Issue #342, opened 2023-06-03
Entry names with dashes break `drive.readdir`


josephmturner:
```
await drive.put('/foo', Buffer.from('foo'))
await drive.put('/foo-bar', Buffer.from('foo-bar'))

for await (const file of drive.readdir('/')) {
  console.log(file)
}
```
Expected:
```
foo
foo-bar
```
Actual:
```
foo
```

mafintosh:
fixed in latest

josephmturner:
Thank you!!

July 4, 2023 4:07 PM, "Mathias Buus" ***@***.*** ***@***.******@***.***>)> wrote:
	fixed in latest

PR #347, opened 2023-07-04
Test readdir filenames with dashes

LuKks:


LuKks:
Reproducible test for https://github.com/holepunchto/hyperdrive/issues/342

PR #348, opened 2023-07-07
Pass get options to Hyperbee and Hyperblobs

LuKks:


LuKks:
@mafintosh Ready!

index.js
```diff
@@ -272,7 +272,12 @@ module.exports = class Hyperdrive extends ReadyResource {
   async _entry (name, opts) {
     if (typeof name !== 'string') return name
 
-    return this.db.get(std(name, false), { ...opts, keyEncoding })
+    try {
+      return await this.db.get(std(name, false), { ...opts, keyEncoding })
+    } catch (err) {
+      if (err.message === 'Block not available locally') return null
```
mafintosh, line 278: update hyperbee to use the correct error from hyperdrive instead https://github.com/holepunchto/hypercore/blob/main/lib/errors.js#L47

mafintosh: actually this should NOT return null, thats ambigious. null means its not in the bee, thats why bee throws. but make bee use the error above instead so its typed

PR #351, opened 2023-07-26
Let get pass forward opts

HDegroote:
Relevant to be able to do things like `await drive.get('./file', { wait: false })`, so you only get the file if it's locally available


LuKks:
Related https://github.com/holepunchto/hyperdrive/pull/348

○ ○ ○ ○ ○

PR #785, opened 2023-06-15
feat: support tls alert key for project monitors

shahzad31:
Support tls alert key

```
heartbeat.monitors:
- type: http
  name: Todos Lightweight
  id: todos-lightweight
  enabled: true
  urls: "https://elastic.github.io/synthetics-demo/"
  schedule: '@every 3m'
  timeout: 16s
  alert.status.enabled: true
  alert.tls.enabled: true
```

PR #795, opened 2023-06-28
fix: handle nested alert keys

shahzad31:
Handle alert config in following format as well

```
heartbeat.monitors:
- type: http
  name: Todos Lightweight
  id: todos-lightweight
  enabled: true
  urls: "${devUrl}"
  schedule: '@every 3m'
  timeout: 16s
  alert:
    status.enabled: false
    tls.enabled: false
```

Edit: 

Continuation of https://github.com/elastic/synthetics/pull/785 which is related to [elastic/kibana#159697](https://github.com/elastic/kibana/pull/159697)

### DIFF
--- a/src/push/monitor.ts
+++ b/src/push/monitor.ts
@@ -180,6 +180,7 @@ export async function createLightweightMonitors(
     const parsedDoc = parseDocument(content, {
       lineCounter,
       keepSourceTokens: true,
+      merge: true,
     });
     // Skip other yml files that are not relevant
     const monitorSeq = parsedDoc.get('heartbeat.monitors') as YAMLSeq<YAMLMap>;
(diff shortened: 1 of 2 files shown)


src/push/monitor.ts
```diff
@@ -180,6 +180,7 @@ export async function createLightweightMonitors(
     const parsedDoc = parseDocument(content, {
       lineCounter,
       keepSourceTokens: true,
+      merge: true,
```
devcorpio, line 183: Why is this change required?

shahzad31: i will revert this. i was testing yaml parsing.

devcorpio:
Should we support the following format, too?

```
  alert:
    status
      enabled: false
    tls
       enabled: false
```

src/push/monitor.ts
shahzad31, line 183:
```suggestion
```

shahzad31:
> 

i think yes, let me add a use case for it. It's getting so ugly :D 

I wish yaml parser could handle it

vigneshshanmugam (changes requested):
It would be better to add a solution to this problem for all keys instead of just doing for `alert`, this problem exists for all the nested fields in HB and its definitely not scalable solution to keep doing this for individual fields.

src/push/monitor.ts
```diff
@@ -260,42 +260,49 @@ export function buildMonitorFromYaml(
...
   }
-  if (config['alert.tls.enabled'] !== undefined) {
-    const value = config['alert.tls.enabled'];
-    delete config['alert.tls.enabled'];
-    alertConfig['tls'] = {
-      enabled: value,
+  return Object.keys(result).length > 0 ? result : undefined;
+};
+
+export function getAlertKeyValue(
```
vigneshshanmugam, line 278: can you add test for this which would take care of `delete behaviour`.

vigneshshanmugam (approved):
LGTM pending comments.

○ ○ ○ ○ ○

_PROBLEM REQUIREMENTS_.
Copy every line above that holds the word "Buffer".

_REPLY_.
await drive.put('/foo', Buffer.from('foo'))
await drive.put('/foo-bar', Buffer.from('foo-bar'))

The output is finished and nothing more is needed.